PR #1410, opened 2020-04-26
In usergroups make name length max in PHP to correspond to the error …

jmantysalo:
Fixed issue #16188: Off-by-one limit of user group name length

### DIFF
--- a/application/controllers/admin/usergroups.php
+++ b/application/controllers/admin/usergroups.php
@@ -135,7 +135,7 @@ class Usergroups extends Survey_Common_Action
                 $db_group_description = $_POST['group_description'];
 
                 if (isset($db_group_name) && strlen($db_group_name) > 0) {
-                    if (strlen($db_group_name) > 21) {
+                    if (strlen($db_group_name) > 20) {
                         list($aViewUrls, $aData) = $this->index(false, array("type" => "warning", "message" => gT("Failed to add group! Group name length more than 20 characters.")));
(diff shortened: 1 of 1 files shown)


Shnoulle:
Better : 

1. Try to save or validate
2. If not : show validation error
3. Model->rules are OK https://github.com/LimeSurvey/LimeSurvey/blob/388c6debd3c5c4225f45741d641513a18ff9af68/application/models/UserGroup.php#L59
4. We can use [CHtml to show clean error](https://www.yiiframework.com/doc/api/1.1/CHtml#errorSummary-detail)

Shnoulle:
Better : 

1. Try to save or validate
2. If not : show validation error
3. Model->rules are OK https://github.com/LimeSurvey/LimeSurvey/blob/388c6debd3c5c4225f45741d641513a18ff9af68/application/models/UserGroup.php#L59
4. We can use [CHtml to show clean error](https://www.yiiframework.com/doc/api/1.1/CHtml#errorSummary-detail) 

Please : mantis issue ?

jmantysalo:
Mantis issue is 16188: Off-by-one limit of user group name length. Otherwise I currently does not know enough to make better correction for the code.

Shnoulle:
whole file seems deprecated.

https://github.com/LimeSurvey/LimeSurvey/commit/df59832ff0af208397568038261b7171be38a796#diff-8db47338464471400005e3f52e24bca5

Maybe only a 3.5 issue ?

cdorin93:
Mantis issue closed: #16188 . I will close this ticket.

PR #1413, opened 2020-04-29
Fixed issue #16203: Multiple choice questions with "other" optionacti…

Shnoulle:
Fixed issue #16203: Multiple choice questions with "other" optionacti: Setting an answer as "exclusive" and selecting it gives an error message
Fixed issue #16226: Invalid count on multi with exclude : js vs php diff
Dev: irrelevance mean NULL
Dev: exlusive mean irrelevance since years now
Dev: If need a new feature need an option
Dev: 'N' is invalid …


Shnoulle:
Set irrelevant to '' are a big change , you can 't broke a lot of analysis system where null is know .
It's like this since years and years … 

This revert https://github.com/LimeSurvey/LimeSurvey/commit/30a85bb9791d4650653276618a50e3fb1424f911

Shnoulle:
For dev meeting

Shnoulle:
2 bug fixed, revert whole.

And i better understand why it work without other : i think $_SESSION[$this->sessid][$qInfo['rowdivid']] take the last one. Then if last one is exclude : it's OK; But if last one is not the exclude one (for example other) : this break.

I didn't check whole process, but it can be an explanation.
=-=-=
▶ Activity
Filter this listing and copy only the lines holding the word "mean".

▶ Solution to this problem
Dev: irrelevance mean NULL
Dev: exlusive mean irrelevance since years now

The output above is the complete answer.